• _YOUR OBJECTIVE_
Scan the material below for the word "sortCanonicalElements", then copy every line in which it appears.

+ + +

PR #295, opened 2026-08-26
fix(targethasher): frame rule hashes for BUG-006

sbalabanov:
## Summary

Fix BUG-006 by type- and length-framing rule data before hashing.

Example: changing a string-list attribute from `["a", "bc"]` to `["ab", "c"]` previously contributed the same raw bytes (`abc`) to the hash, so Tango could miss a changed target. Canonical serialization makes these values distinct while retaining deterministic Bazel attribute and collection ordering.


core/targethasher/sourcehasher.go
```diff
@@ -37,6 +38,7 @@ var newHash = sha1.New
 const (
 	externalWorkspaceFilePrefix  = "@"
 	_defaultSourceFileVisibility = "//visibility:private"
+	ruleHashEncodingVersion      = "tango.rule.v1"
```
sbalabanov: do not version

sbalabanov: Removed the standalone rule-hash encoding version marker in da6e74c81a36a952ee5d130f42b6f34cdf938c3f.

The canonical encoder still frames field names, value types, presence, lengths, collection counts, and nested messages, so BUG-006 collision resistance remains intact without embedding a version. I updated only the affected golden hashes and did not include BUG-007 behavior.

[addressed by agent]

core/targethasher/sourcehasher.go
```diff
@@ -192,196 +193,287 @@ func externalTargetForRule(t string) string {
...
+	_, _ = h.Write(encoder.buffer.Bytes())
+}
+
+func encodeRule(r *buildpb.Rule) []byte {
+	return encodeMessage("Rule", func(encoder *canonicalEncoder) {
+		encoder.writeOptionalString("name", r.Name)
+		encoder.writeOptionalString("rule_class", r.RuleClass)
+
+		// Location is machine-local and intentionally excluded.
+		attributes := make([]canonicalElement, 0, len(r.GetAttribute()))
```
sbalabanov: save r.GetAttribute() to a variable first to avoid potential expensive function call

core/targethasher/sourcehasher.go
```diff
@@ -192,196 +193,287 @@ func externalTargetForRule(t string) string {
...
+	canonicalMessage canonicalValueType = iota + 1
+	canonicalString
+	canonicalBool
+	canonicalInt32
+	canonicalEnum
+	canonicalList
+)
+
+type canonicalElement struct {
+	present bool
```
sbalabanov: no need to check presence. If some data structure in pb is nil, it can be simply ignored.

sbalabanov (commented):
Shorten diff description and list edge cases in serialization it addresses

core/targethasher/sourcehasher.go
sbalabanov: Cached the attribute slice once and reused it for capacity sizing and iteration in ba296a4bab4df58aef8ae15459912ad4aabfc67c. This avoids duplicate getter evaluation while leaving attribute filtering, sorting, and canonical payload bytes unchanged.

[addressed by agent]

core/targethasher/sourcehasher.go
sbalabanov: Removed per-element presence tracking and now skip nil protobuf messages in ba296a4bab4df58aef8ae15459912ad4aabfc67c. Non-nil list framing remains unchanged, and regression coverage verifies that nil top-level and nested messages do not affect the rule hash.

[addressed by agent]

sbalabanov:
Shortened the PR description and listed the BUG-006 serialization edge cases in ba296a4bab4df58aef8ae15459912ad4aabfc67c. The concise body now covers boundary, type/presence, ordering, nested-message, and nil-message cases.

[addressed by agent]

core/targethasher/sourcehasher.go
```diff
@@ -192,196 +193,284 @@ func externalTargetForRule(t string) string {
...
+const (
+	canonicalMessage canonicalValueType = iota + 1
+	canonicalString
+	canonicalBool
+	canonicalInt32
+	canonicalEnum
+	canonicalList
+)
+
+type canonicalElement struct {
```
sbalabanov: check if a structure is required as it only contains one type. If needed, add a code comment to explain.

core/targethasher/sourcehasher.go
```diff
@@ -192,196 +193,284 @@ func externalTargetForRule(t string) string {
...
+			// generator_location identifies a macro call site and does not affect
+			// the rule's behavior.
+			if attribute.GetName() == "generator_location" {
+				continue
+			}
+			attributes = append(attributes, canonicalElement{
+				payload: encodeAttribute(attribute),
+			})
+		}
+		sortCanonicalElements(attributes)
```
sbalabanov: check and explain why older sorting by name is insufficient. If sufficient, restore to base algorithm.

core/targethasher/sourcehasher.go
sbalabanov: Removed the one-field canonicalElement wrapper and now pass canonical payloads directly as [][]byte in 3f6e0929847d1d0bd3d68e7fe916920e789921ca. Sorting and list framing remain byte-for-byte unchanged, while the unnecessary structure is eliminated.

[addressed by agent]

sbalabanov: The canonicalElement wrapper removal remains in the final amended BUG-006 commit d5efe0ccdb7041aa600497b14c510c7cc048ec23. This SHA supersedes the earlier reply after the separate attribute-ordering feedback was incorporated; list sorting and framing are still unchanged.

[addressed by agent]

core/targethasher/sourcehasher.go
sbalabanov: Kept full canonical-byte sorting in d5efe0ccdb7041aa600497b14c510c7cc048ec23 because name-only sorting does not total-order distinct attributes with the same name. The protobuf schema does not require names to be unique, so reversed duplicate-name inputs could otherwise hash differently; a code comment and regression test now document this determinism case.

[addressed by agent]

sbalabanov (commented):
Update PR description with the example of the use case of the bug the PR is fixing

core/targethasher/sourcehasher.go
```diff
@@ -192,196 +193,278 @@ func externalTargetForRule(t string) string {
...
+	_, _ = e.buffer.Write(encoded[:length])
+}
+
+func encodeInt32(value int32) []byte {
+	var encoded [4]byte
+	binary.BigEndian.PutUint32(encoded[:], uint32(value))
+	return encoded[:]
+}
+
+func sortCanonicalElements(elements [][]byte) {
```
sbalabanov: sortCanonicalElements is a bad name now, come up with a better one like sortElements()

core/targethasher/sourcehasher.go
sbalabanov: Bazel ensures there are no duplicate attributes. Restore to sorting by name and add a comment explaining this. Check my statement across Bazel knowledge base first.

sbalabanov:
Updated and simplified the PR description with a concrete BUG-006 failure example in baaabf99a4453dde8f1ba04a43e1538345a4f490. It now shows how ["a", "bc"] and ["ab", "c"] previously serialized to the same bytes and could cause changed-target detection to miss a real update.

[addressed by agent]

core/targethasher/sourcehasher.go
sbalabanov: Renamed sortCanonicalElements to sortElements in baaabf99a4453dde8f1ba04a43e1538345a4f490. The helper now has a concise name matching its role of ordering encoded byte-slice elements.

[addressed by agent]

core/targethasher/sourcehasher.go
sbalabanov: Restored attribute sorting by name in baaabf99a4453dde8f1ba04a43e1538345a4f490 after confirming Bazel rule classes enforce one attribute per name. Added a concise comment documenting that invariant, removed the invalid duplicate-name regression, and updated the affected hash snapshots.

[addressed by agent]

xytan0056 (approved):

+ + +

• _RESPONSE TO THIS TASK_
+		sortCanonicalElements(attributes)
+func sortCanonicalElements(elements [][]byte) {
sbalabanov: sortCanonicalElements is a bad name now, come up with a better one like sortElements()
sbalabanov: Renamed sortCanonicalElements to sortElements in baaabf99a4453dde8f1ba04a43e1538345a4f490. The helper now has a concise name matching its role of ordering encoded byte-slice elements.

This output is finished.